De lo anterior se puede inferir que Amira fue aprehendida con su hijo el primero de junio, que el día dos fue transportada hasta Matuyita, una vez allí observó cuando su hijo fue bajado con un grupo de militares y vestido como ellos, que ese mismo día fue regresada a San Cristóbal donde fue encerrada en el colegio por dos días, esto es el día dos y tres y que el día cuatro nuevamente fue transportada en el camión y liberada en horas de la noche. […] 4º- De los registros realizados.- Todos los militares pertenecientes a la patrulla de infantería de marina que realizaba operaciones en el sector al mando del entonces Tte.
Rodríguez, afirman al unísono, que efectuaron registros en el camino de personal civil y en la plaza de los pueblos de San Cristóbal y Paraíso, lo refieren CARLOS ENRIQUE CASTRO y ROGER GILBERTO ARGEL BRAVO aunque así no lo acepta en su indagatoria éste último. También de ello dio cuenta el hoy Coronel RODRIGUEZ en su diligencia de declaración, actuación ésta efectuada al respecto por la señora AMIRA quien indicó que antes de llegar al colegio de Paraíso los uniformados que la llevaban consigo, efectuaron registro de todos los que hallaron en la plaza de San Cristóbal, pero aduciendo ésta que los militares estuvieron acompañados para tal efecto por encapuchados quienes también vestían prendas militares y quienes eran los encargados de identificar a los presuntos guerrilleros dentro de la población. […] 5º- Del lugar en que pasaron la noche el 1º de junio de 1992 Ha dicho AMIRA VASQUEZ que en esa fecha pernoctaron en el colegio de Paraíso, así también lo admitieron los uniformados en sus declaraciones, aunque ya lo olvidaron (lo que puede ser válido atendiendo al tiempo trascurrido) y no lo ratificaron en su injuriada a excepción del cabo GUTIERREZ quien no desmiente lo dicho en su primera versión, también así lo acepta el entonces Tte.

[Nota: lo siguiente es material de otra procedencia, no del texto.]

Issue #1542, opened 2025-10-13
Implementation of `powerDistributionForce` for individual motor control during flight


stmio:
We are trying to implement a way to control and address the four motors on the Crazyflie 2.1 Brushless separately, for use with our Reinforcement Learning model. We found this section of code which seemed relevant but is currently unimplemented:

https://github.com/bitcraze/crazyflie-firmware/blob/6532d3876741c3e14fb3fd2626d506d06bb1d147/src/modules/src/power_distribution_quadrotor.c#L119-L121

We have since implemented this functionality in our copy of the firmware, would you be happy to accept this as a PR? What (if any) were the original blockers for this (i.e. safety concerns)?

Thank you! :)

cc @finlaysanders

stmio:
Fixed by #1543

PR #1543, opened 2025-10-15
Implements powerDistributionForce for force control mode

FinlaySanders:
See #1542.


FinlaySanders:
Should be good now @tobbeanton :). Let us know if there's anything else we can improve.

Rodríguez pero haciendo la salvedad que no toda la patrulla allí lo hizo, como también que no permanecieron más de doce horas y señalando en su indagatoria el Cabo Castillo que lo hizo un equipo diferente al suyo. Pero es que además la profesora CARMEN NIVIA RODRIGUEZ, relató que los soldados cuando utilizaban el Colegio le pedían prestadas las llaves y en esta oportunidad, por el contrario, halló el candado forzado.

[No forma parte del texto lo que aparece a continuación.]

Issue #981, opened 2022-03-07
Make initial yaw variance in Kalman filter configurable


ntamas:
It looks like the Kalman core assigns a [fairly low variance](https://github.com/bitcraze/crazyflie-firmware/blob/master/src/modules/src/kalman_core/kalman_core.c#L132) to the initial yaw. In our experience it can be a cause of unexpected flips after takeoff when using the Loco positioning system and the drone is not placed facing the X axis very accurately. We raised this to 0.2 (i.e. 11.5 degrees) in our fork to reduce the chance of flips, and it did not seem to have a negative effect on overall flight performance so I was wondering whether it would be possible to make this option configurable, either with a persistent parameter or a firmware configuration switch.

knmcguire:
Ah yes great find! And yes I would agree that this should be configurable and the variance should probably be higher. To take it further, probably all those std's on those page should be configurable...

The thing is that the gyro seems to be integrated in the covariance update of the EKF, instead of added as a measurement with a standard deviation like in regular kalman filters... so I'm not sure what the full effect would be. 

Probably it would be best to just go ahead and testt this for three cases:
- EKF with manual flight
- EKF with Loco or flow deck (no extra yaw measurements)
- EKF with lighthouse or mocap (with extra yaw measurement)

knmcguire:
It is related to this ticket I opened, to somewhere document the policy #948 

But to come back to this discussion, this is an initial standard deviation that shouldn't change during runtime. I would make a strong case that this should be a define, and configurable in kbuild.

jpreiss:
Tangentially, it would be nice if controllers could be aware of the current EKF belief variance for yaw and use it to modify their gain. Controllers should not be trying to correct yaw error with high gain unless the variance is small.

gemenerik:
I believe the observation in the original post makes logical sense. I am working on yaw estimation in the Kalman filter for the Lighthouse system and have noticed that the default initial standard deviation causes very slow convergence to any initial yaw other than zero. While the Loco Positioning System (LPS) differs from Lighthouse in that yaw is not directly observable, movement in the x-y plane makes that orientation observable again for the Kalman filter (similar for other orientation axes). Colleagues have described damped spiraling behavior during which the Kalman filter gradually corrects the yaw estimate error, demonstrating this. Increasing the initial standard deviation for yaw should allow the filter to correct itself more quickly.

[...]

PR #1546, opened 2025-10-27
Configurable Initial Yaw STD

ArisMorgens:
The initial yaw std describes how uncertain the Kalman estimator assumes the yaw angle is at startup. Its optimal value varies from case to case. For example, with the Lighthouse positioning system, you want the estimator to be certain about the initial yaw angle, while with the Loco positioning system, you want the opposite.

Por su parte el citado CARLOS ORTEGA ARRIETA también dio cuenta de la presencia de los uniformados en el citado establecimiento educativo, la noche del primero de junio de 1992. […] 6º.- De la visita al colegio de San Cristóbal UBERLAO ARRIETA, dio cuenta que en efecto en el colegio de San Cristóbal, se encontraba la patrulla de infantería de marina que se movilizó en un camión y que allí se encontraba parqueado dicho automotor.

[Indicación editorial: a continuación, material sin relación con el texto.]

Issue #1540, opened 2025-10-08
Failed attempt to rename spec `link_gcc_c_sequence` to `nosys_link_gcc_c_sequence`


khoi-nguyen-2359:
Hello all.

I run into this error when compiling the source code. In short, the `nosys_link_gcc_c_sequence` somehow already existed when executing `nosys.specs`.

Error logs:

```zsh
➜  crazyflie-firmware git:(develop) ✗ make cf2_defconfig
...
➜  crazyflie-firmware git:(develop) ✗ make -j$(sysctl -n hw.ncpu)
  GEN     ./Makefile
scripts/kconfig/conf  --silentoldconfig Kconfig
  Using .. as source for kernel
  GEN     ./Makefile
  LD      app_api/built-in.o
  CC      src/init/main.o
 ...
  LD      src/init/built-in.o
arm-none-eabi-gcc: fatal error: /Applications/ArmGNUToolchain/14.3.rel1/arm-none-eabi/bin/../lib/gcc/arm-none-eabi/14.3.1/../../../../arm-none-eabi/lib/nosys.specs: attempt to rename spec 'link_gcc_c_sequence' to already defined spec 'nosys_link_gcc_c_sequence'
compilation terminated.
make[3]: *** [src/init/built-in.o] Error 1
make[2]: *** [src/init] Error 2
make[2]: *** Waiting for unfinished jobs....
  CC      src/drivers/esp32/src/esp_rom_bootloader.o
...
```

Environment: MacOS / Apple Silicon
ARM toolchain: 14.3.rel1 (Same issues with 12.2 and 13.3)

Workaround: Removing two-- specs in LDFLAGS (issues with `nano.specs` too) can get the compile to succeed.
```diff
-LDFLAGS += --specs=nosys.specs --specs=nano.specs $(PROCESSOR) -nostdlib
+LDFLAGS += $(PROCESSOR) -nostdlib
```
My question is, when is the `nosys_link_gcc_c_sequence` created the first time? `LDFLAGS` in `Makefile` seems to be the only place showing that the specs are specified. However, I notice that `nosys` and `nano` specs are also used in `vendor/CMSIS/CMSIS/DSP/Toolchain/GCC.cmake`.

Thank you!

PR #1557, opened 2025-11-12
Add Pixi manifest

EliaCereda:
Pixi (pixi.sh, https://arxiv.org/abs/2511.04827) is a next-gen package manager for reproducible development setups. It provides a streamlined user experience, self-contained environments and a single set of dependencies that are pinned across all platforms.

This PR provides an example `pixi.toml` manifest file to build crazyflie-firmware with Pixi. After installing Pixi (https://pixi.sh/latest/installation/), the firmware can be built and flashed with the following commands:
```
$ pixi shell
> make cf21bl_defconfig
> make all -j
> make cload
```

Tested on macOS arm64 and Linux amd64

On Linux, the Makefile required a small change due to the linker error from #1540:
```
arm-none-eabi-gcc: fatal error: /code/.pixi/envs/default/arm-none-eabi/bin/../lib/gcc/arm-none-eabi/13.3.1/../../../../arm-none-eabi/lib/nosys.specs: attempt to rename spec 'link_gcc_c_sequence' to already defined spec 'nosys_link_gcc_c_sequence'
```

Which was caused by duplicated flags in the linker invocation:
```
arm-none-eabi-gcc ... --specs=nosys.specs --specs=nano.specs -mcpu=cortex-m4 -mthumb -mfloat-abi=hard -mfpu=fpv4-sp-d16 -nostdlib --specs=nosys.specs --specs=nano.specs -mcpu=cortex-m4 -mthumb -mfloat-abi=hard -mfpu=fpv4-sp-d16 -nostdlib ...
```

This is most likely not specific to Pixi, but caused by recent versions of Make and/or the embedded GCC toolchain

### DIFF
--- a/pixi.toml
+++ b/pixi.toml
@@ -4,7 +4,7 @@
 # Run `pixi shell` to enter a shell with the dependencies available, or `pixi run <command>` to run a command with the dependencies available.
 
 [workspace]
-authors = ["Elia Cereda <eliacereda@gmail.com>"]
+authors = ["Elia Cereda <eliacereda@gmail.com>", "Arnaud Taffanel <arnaud@bitcraze.io>"]
 channels = ["conda-forge", "Memfault"]
 name = "crazyflie-firmware"
 platforms = ["linux-64", "osx-64", "osx-arm64"]


EliaCereda:
Sounds good to me. It would look strange to supply a `pyproject.toml` for a repo that doesn't build a Python package, and it can be added if this changes in the future.

In the future, it will be nice to also explore `pixi build` (https://pixi.sh/latest/build/getting_started/) to build an entire workspace of CF projects (eg cf-firmware, cfclient, etc) in a single command. But from what I can see, at the moment it might not fit well with cross-compiling an embedded firmware and flashing it. It seems to only build packages that are installed in the Pixi workspace.

gemenerik (approved):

El cabo GUTIERREZ en su primera declaración, precisó que luego de recoger voluntariamente al personal del Cacao, se dirigió al colegio de San Cristóbal, en donde pasó la noche (aunque en su indagatoria afirma haberlo hecho en el colegio de Paraíso), también así lo señaló el infante ARANGO MARTINEZ cuando en su indagatoria rendida ante la justicia penal militar, advierte que el comandante luego de que se efectuara la división de la patrulla en Matuya, mandó al cabo Castillo para el colegio de San Cristóbal y de ello da cuenta AMIRA cuando precisa que fue devuelta sin su hijo para San Cristóbal y allí en el colegio pasó esa noche y la siguiente. […] 7º.- Del lugar donde fue visto por última vez OMAR ZUÑIGA y el lugar donde fue hallado el cadáver.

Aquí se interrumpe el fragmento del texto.